▼

PR #26, opened 2016-09-05
During writes only increase mpp_io_stack when it is needed. Can impro…

### LINKED ISSUE #25: write_record() sets IO stack size even when not needed
The mpp_io_stack is used by write_record() as scratch space when writing a diagnostic with non-standard data packing. However the mpp_io_stack is increased to be the same size as the data even when no packing is used. 

This results in large unnecessary memory usage. For example I recently had a case where the mpp_io_stack was being increased to 200 Mb even though it was not needed. In some cases this can cause a process to run out of memory and exit. 

I suggest that we only increase the IO stack when it is needed.

nicjhan:
…ve memory usage significantly. Closes #25.

### DIFF
--- a/mpp/include/mpp_io_write.inc
+++ b/mpp/include/mpp_io_write.inc
@@ -1195,8 +1195,6 @@
       pointer( ptr1, data_r4)
       pointer( ptr2, packed_data)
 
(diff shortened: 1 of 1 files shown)


underwoo:
We are looking at this PR and should have word if we will take it shortly.

My apologies for the delay in looking at this.  I missed the email and have been extremely busy the last two months.

PR #35, opened 2017-08-08
Give FindNetCDF a hint to look for nc-config and nf-config

aerorahul:
Give FindNetCDF a hint to look for nc-config and nf-config. If $NETCD…F is defined, these configs are under $NETCDF/bin

Without this, the alternatives are to define paths for the executables explicitly or define environment variables. All these can be rather cumbersome. 

Thanks,
Rahul Mahajan


underwoo:
Thank you for your suggestion.  I will pull your suggestion into our internal development and run some tests.

PR #44, opened 2018-05-07
User/gmao/mppadjoint

danholdaway:
Merge request for the adjoint versions of the mpp communication routines required by FV3, used by NASA's Global Modeling and Assimilation Office and JCSDA's JEDI project.

We would appreciate if these adjoint routines could be part of the general FMS release so the code can be more easily shared in the future. It would also be helpful if the adjoint is tested when MPP undergoes general modifications so that code does not diverge.


Zhi-Liang:
I reviewed the codes and all the changes will not non-adjoint interfaces. I think we can accept those changes.

underwoo:
We have accepted this change into our internal repository, and marked it for the next release.  This next release will be out late July/early August.

danholdaway:
Thank you.

PR #46, opened 2018-07-12
MPI_Type, MPI_Alltoallw, mpp_global_field update

marshallward:
This patch contains three new features for FMS: Support for MPI datatypes, an
MPI_Alltoallw interface, and modifications to mpp_global_field to use these
changes for select operations.

These changes were primarily made to improve stability of large (>4000
rank) MPI jobs under OpenMPI at NCI.

There are differences in the performance of mpp_global_field,
occasionally even very large differences, but there is no consistency
across various MPI libraries.  One method will be faster in one library,
and slower in another, even across MPI versions.  Generally, the
MPI_Alltoallw method showed improved performance on our system, but this
is not a universal result.  We therefore introduce a flag to control
this feature.

The inclusion of MPI_Type support may also be seen as an opportunity to
introduce other new MPI features for other operations, e.g. halo
exchange.

Detailed changes are summarised below.

- MPI data transfer type ("MPI_Type") support has been added to FMS.  This is
  done with the following features:

  -  A `mpp_type` derived type has been added, which manages the type details
    and hides the MPI internals from the model developer.  Types are managed
    inside of an internal linked list, `datatypes`.
    
    Note: The name `mpp_type` is very similar to the preprocessor variable
    `MPP_TYPE_` and should possibly be renamed to something else, e.g.
    `mpp_datatype`.

  - `mpp_type_create` and `mpp_type_free` are used to create and release these
    types within the MPI library.  These append and remove mpp_types from the
    internal linked list, and include reference counters to manage duplicates.

  - A `mpp_byte` type is created as a module-level variable for default
    operations.

    NOTE: As the first element of the list, it also inadvertently provides
    access to the rest of `datatypes`, which is private, but there is probably
    some ways to address this.*

- A MPI_Alltoallw wrapper, using MPI_Types, has been added to the mpp_alltoall
  interface.

- An implementation of mpp_global_field using MPI_Alltoallw and mpp_types has
  been added.  In addition to replacing the point-to-point operations with a
  collective, it also eliminates the need to use the internal MPP stack.

  Since MPI_Alltoallw requires that the input field by contiguous, it is only
  enabled for data domains (i.e. compute + halo).  This limitation can be
  overcome, either by copying or more careful attention to layout, but it can
  be addressed in a future patch.

  This method is enabled in the `mpp_domains_nml` namelist group, by setting
  the `use_alltoallw` flag to True.

Provisional interfaces to SHMEM and serial ("nocomm") builds have been added,
although they are as yet untested and primarily meant as placeholders for now.

This patch also includes the following changes to support this work.

- In `get_peset`, the method used to generate MPI subcommunicators has been
  changed; specifically `MPI_Comm_create` has been replaced with
  `MPI_Comm_create_group`.  The former is blocking over all ranks, while the
  latter is only blocking over ranks in the subgroup.

  This was done to accommodate IO domains of a single rank, usually due to
  masking, which would result in no communication and cause a model hang.

  It seems that more recent changes in FMS related to handling single-rank
  communicators were made to avoid this particular scenario from happening, but
  I still think that it's more correct to use `MPI_Comm_create_group` and have
  left the change.

  This is an MPI 3.0 feature, so this might be an issue for older MPI
  libraries.

- Logical interfaces added to mpp_alltoall and mpp_alltoallv

- Single-rank PE checks in mpp_alltoall were removed to prevent model hangs
  with the subcommunicators.

- NULL_PE checks have been added to the original point-to-point implementation
  of mpp_global_field, although these may not be required anymore due to
  changes in the subcommunicator implementation.

  This work was by Nic Hannah, and may actually be part of an existing pull
  request.  (TODO: Check this!)

- Timer events have been added to mpp_type_create and mpp_type_free, although
  they are not yet initialized anywhere.

- The diagnostic field count was increased from 150 to 250, to support the
  current needs of researchers.


Zhi-Liang:
Hi,

   What is the reason that you need to use MPI_ALLTOALL_w? Do you have cases to send different data types in a single call? If not, you may try to use MPI_ALLTOALL_v, which is already implemented in mpp.  Also you may add a namelist in mpp_domains to have the option to use mpp_allto_all or mpp_send/mpp_recv. I tested the mpi_alltoall_v on our system and saw performance slowdown.

Thanks,

Zhi

marshallward:
Hi Zhi,

We needed to use a collective for this operation (either MPI_Alltoallw or otherwise) because the point-to-point method was causing hangs or crashes on our system.  For reasons that I don't fully understand, our library would either lose messages (OpenMPI 1.x) or would simply segfault (OpenMPI 2.x/3.x) if the message count became too large.  Using MPI_Alltoallw resolved this problem and allowed us to upgrade to the newest MPI library version.

The reason we used MPI_Alltoallw rather than MPI_Alltoallv is to support nonuniform grid domains and to skip over the halos in the local values.  I guess we could have packed the values into buffers and then use MPI_Alltoallv, but this felt like the cleaner approach.

I think the performance in MPI_Alltoall[vw] vs point-to-point can vary a lot depending on the library.  In my MPI_Alltoallw tests, point-to-point was fastest in OpenMPI 1.x (when it works!) but MPI_Alltoallw is significantly faster in 2.x and 3.x.  The results were opposite with Intel MPI (MPICH), with MPI_Alltoallw being slightly faster.  Even then, these numbers moved a bit on our different Infiniband networks (EDR vs FDR).

Which library are you using?  Is it a Cray MPI (MPICH) library?

In any case, I think we'd like to preserve the MPI_Type features if possible, since we'd like to continue and experiment with other MPI features, like the MPI_Cart_* methods.

Zhi-Liang:
Hi Marshall,

    I agree that we should have an option to do global_field using MPI_all2all. But I still prefer to use MPI_all2allv instead of MPI_all2allw. The reason is following,
1) MPP package is already complicated and add more codes will make it more complicated. Also we are in the middle of rewriting MPP package. 
2) I tried MPI derived type to do halo update and found the performance slow down a little bit comparing to original packing and unpacking. I guess MPI_all2allw will not have better performance than MPI_all2allv (possible will change depending on the mPI library). Currently we do not use MPI derived type in our MPP package. Unless we saw performance benefit, I think it is better not to make the change now.

Thanks,

Zhi

marshallward:
I agree that MPP is already complicated!  But I also believe that these changes here are largely non-intrusive and add new functionality while remaining consistent with existing FMS code.  I haven't changed the existing API, and haven't added any extra computation beyond the initialization of the derived type list.

I also agree that there could be some performance benefit to using `MPI_Alltoallv`, but this may also depend on the library and other components, and this could also change over time.  Using `MPI_Type` and associated functions have the potential to simplify the MPP code and to shift more work over to the library.  This may not be to our benefit right now, but this could change in the future as MPI developers prioritize these functions.

But the main issue for us is that we cannot run without switching to a `MPI_Alltoall*` collective, and relatively quickly.  The current point-to-point method is far too unstable in OpenMPI, which is the supported library on our machine, and we are already dependent on proprietary interfaces like MXM to keep things running, but this is raising other stability problems.  So we need something, and relatively quickly.

This one may not have optimal performance, but it seems to be better than what we are currently using, it's working, and it can be turned on or off as needed, so I do not see the harm in merging it.  But if you feel very strongly that it should not be in the code, then I can try to find some time to work on an `MPI_Alltoallv` version, although in the meantime we will probably not be able to use the official FMS branch.

marshallward:
Zhi, I had a look at using `MPI_Alltoallv` here, but I won't be able to use it without pre-copying the data into local buffers, since the messages between data still need to be contiguous, which is not the case when halos are present.  AFAIK, only `MPI_Type` allows one to skip over the halo data.

Since using local buggers not much different from the current point-to-point method, I probably won't try to implement an `MPI_Alltoallv` version.

Also, if this is creating unnecessary work for your MPP rewrite, I am happy to take responsibility for incorporating it into your new version.

underwoo:
@marshallward I would like to thank you for your desire to use the FMS code in this repository instead of the copy you currently have in [MOM5](/mom-ocean/MOM5).  We had an internal discussion today.  and we will be happy to approve this PR under a few conditions.

1. This updated cannot cause a change (numerically or performance) to the default configuration.  While I believe this is the case now, we won't know for sure until we run this through our internal regression tests.
1. We will not test this feature.  We currently don't have a test case, and we do not have the resources to expand our current regression test suite.
1. We cannot support this new feature.  If an update comes in that causes your update to no longer work, we would need you to supply the fix.  Any support requests (via github or any of the other support mechanisms we employ) will likely be pushed back to you or to the [ocean-mom/MOM5](ocean-mom/MOM5) project.
1. We will not port this feature during our redesign of the MPP/FMS infrastructure.  As mentioned by @Zhi-Liang, we are working on a redesign of the MPP/FMS code.  We will not port this feature into the new code.  If you continue to desire this feature after the redesign, you would need to do the port.  

We do appreciate your desire to contribute to the FMS code, and we understand if these conditions keep you from pointing to this project for MOM5.  We do hope you continue to contribute to the project.

marshallward:
I'm happy to take responsibility for this work.  If you want, I can try to add the tests to your test suite (either `test_mpp_domains.F90` or whatever you use internally).  I'm also prepared to handle any changes required by your FMS redesign, though it would be good to be kept updated on the progress of your MPP redesign.

Having said that, if you're concerned that these changes will interfere with your work or design goals, then we are also happy to work off a separate fork, with a commitment to keep up to date with GFDL's FMS release.

Whatever you decide is fine, I know that it can be disruptive to manage community contributions.

underwoo:
@marshallward, this pull request failed our automated compile tests with PGI. I hope this is only due to our test using an older version of PGI (as it also failed with an older version of Intel). I'm going to update the tests to use the latest version of PGI that we have available. 

While failing with PGI is not something that will keep us from including this, I would like to find something that will pass our PGI tests.

marshallward:
Thanks Seth, we have PGI as well so I will give it a try.

marshallward:
I have to apologise, it looks like our PGI licence has expired.  Also, I don't think our MPI libraries are configured for PGI anyway.

Can you send me the error?  I might be able to sort it out.

underwoo:
The issue  appears to be the use of the `RANK()` intrinsic.  It appears this was introduced in the TS 29113, but I cannot find out if/when PGI adopted it.

I did some testing, and I think I have a solution.  The following test case works with PGI, gfortran and Intel (version 16 and greater), and Cray (cce):

```Fortran
#ifdef __PGI
#define rank(X) size(shape(X))
#endif

program test_rank
  implicit none

  integer, dimension(3) :: a
  integer, dimension(3,4) :: b
  integer, dimension(4,5,6) :: c
  integer :: d

  write (*,FMT='("rank(a) = ",I1," size(shape(a)) = ",I1)') rank(a), size(shape(a))
  write (*,FMT='("rank(b) = ",I1," size(shape(b)) = ",I1)') rank(b), size(shape(b))
  write (*,FMT='("rank(c) = ",I1," size(shape(c)) = ",I1)') rank(c), size(shape(c))
  write (*,FMT='("rank(d) = ",I1," size(shape(d)) = ",I1)') rank(d), size(shape(d))
end program test_rank
```
The above gives the output

```
rank(a) = 1 size(shape(a)) = 1
rank(b) = 2 size(shape(b)) = 2
rank(c) = 3 size(shape(c)) = 3
rank(d) = 0 size(shape(d)) = 0
```

underwoo:
I put the `#define rank(X) size(shape(X))` in [mpp/mpp.F90](mpp/mpp.F90), and added a PR to your branch (https://github.com/marshallward/FMS/pull/1).  Please review, and if you like, take.

marshallward:
That's fine, I'd probably have put it in a header but otherwise it's what I'd do.  This is actually what I originally had before discovering the `rank` function (which I hadn't realised was a newer feature).

Anyway, I've merged it.  That commit had all of the GFDL work so hopefully that merge was clean!

underwoo:
These updates will be in our next round of internal testing.  Thank you.

underwoo:
You can see the updates in the PR, and all other updates scheduled to come out in the next release in branch [dev/master](https://github.com/NOAA-GFDL/FMS/tree/dev/master).

PR #48, opened 2018-08-08
Bugfix for Intel 18 compiler in mpp/include/mpp_gather.h

climbfuji:
Using the Intel 18 compiler on Cheyenne, NEMSfv3gfs crashes at the end of routine MPP_GATHER_PELIST_3D_. This is related to the object temp defined as

`type(array3d), dimension(size(pelist)) :: temp`

in the original code. Processors/MPI tasks for which `is_root_pe==.false.` do not make use of this derived data type and as such do not allocate members `temp(i)%data`. The crash does not happen if the code is compiled without optimization (NEMSfv3gfs's DEBUG mode), and it also does not happen with Intel 17, i.e. it is clearly a compiler bug.

This PR solves the problem by making temp an allocatable data structure and allocate/deallocate it inside the `is_root_pe` if-blocks. The proposed solution does not change the results, does not increase the runtime and does not increase the memory footprint.

### DIFF
--- a/mpp/include/mpp_gather.h
+++ b/mpp/include/mpp_gather.h
@@ -143,7 +143,7 @@ subroutine MPP_GATHER_PELIST_3D_(is, ie, js, je, nk, pelist, array_seg, data, is
    type array3D
      MPP_TYPE_, dimension(:,:,:), allocatable :: data
    endtype array3D
-   type(array3d), dimension(size(pelist)) :: temp
+   type(array3d), dimension(:), allocatable :: temp
 
    if (.not.ANY(mpp_pe().eq.pelist(:))) return
 
@@ -178,6 +178,7 @@ subroutine MPP_GATHER_PELIST_3D_(is, ie, js, je, nk, pelist, array_seg, data, is
 
 ! gather indices into global index on root_pe
    if (is_root_pe) then
+     allocate(temp(1:size(pelist)))
      do i = 1, size(pelist)
 ! root_pe data copy - no send to self
        if (pelist(i).eq.root_pe) then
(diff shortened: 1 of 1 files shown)


underwoo:
We will begin reviewing this PR and will let you know when we will merge this in.

Zhi-Liang:
The change looks fine to me.

Zhi

underwoo:
@climbfuji, we have pulled this update into our internal repository for testing.  This will be included in the next release.  This next release will be soon.  We don't have a firm date yet as we are working through other issues before minting the final release.

marshallward:
We've also noticed a bug in Intel 18 when derived types containing allocatable arrays are copied by vectors.  Specifically this, does not work, and only copies the first value.
```
vec(:) = value
```
This also does not work:
```
vec = value
```
but this does:
```
do i = 1, n
    vec(i) = value
end do
```
While we are able to use the explicit loop fix above, a colleague in the Bureau of Meteorology (Austraila) has been told by Intel that it will be fixed in Intel 19, and we have instead advised people to not use Intel 18.  (This also affects my MPI_Alltoallw patch, #46, specifically L413 and L420 in `mpp_do_global_field.h`).

The UM weather model has also shown similar problems with derived types.  I can't say if it's the same bug, but it seems very similar.

climbfuji:
Thanks @marshallward for sharing this information. This can save us a lot of time.

Zhi-Liang:
Hi Marshall,

   I tested the following program on our Gaea system and a Skylake box
using Intel 18. I do not see such issue.

Greetings,

Zhi

program test

implicit none
integer, parameter :: nx = 6
real, allocatable :: vec(:)
real :: value = 0.5
allocate(vec(nx))
vec(:) = value
print*, "vec=", vec
vec = value
print*, "vec2=", vec

end program test

marshallward:
Hi Zhi,
As mentioned in my comment, this only happens for derived types which contain allocatables.  Sample source below:
```
program dtvec

   implicit none



   type :: mpp_type

      integer, allocatable :: vec(:)

      integer :: id

   end type mpp_type



   type(mpp_type) :: s

   type(mpp_type), allocatable :: t(:)

   integer :: i, nd



   nd = 5

   s%id = 100

   allocate(t(1:nd))

   t(:) = s



   do i = 1, nd

       print *, t(i)%id

   end do

end program dtvec
```

Zhi-Liang:
Hi Marshall,

  I was able to reproduce the issue with your test case.

  Thanks,

Zhi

▲

### Requirement
Give the count of lines in the listing that contain the word "they". No explanation is wanted.

### Response
2